Second, broad executive decision making should focus on determining the consequences of policy and the effect of such policies on American citizens. All too often it seems that religion creates a singular vision in the eyes of a political leader. They may be serving God's purpose, but does that purpose live up to God's mandate? The best example of this situation is the President's "war on terror." Policy decisions made in the face of this singular agenda ascribe to a focused ideology also common in many major religious organizations. The leader loses sight of the tress, so to speak, for the forest. The only thing that matters is the major goal. Beyond this point, the minutiae makes little difference. However, in present historical examples like the "war on terror" or the Iraq War, it is all to clear that the costs to the country were not adequately considered because too much weight was/is placed on the ultimate goal. The current net result is large American casualties, a reduction in protections for civil liberties, and the creation of new enemies intent on using "terrorist tactics" against American citizens. Clearly, this kind of mono-focused policy track fails to adequately preserve the needs of the people. Limiting the role of religion in pursuing foreign policy may provide a desirous result.

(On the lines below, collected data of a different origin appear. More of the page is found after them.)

PR #3469, opened 2022-05-31
[PIPE-284] Updates settings_databricks.py to match Postgres upgrade version

collinwr:
**Description:**
This PR updates the `settings_databricks.py` to match the changes made to `settings.py` by https://github.com/fedspendingtransparency/usaspending-api/pull/3440/files#diff-6f927744266f66a4e5bb69251ac908ade18155d8a14a62d6320b92ef94063906

### DIFF
--- a/usaspending_api/etl/management/commands/create_delta_table.py
+++ b/usaspending_api/etl/management/commands/create_delta_table.py
@@ -34,7 +34,7 @@ TABLE_SPEC = {
     },
     "sam_recipient": {
         "schema_sql_string": sam_recipient_sql_string,
-        "source_table": "duns",
+        "source_table": "raw.duns",
         "destination_database": "raw",
         "partition_column": "broker_duns_id",
         "partition_column_type": "numeric",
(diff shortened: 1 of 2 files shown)


usaspending_api/etl/management/commands/create_delta_table.py
```diff
@@ -34,7 +34,7 @@
     },
     "sam_recipient": {
         "schema_sql_string": sam_recipient_sql_string,
-        "source_table": "duns",
+        "source_table": "raw.duns",
```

These are two of the most prevalent examples of how having a political leader driven by religion in making policy can, and do, detrimentally affect the greater secular whole. The result is not a better America, but one that fails to pragmatically approach social issues confronted by the average American. The executive loses sight of the important interests of the people (the trees) for the goal of their grand policy (the forest). This single minded approach to governance fails to benefit those whom the establishment was created to foster and protect. As a result, we should aim to elect leaders who put the people before the plan, who consider the practical effect of those plans, and adjust the goal according to the best interests of the public.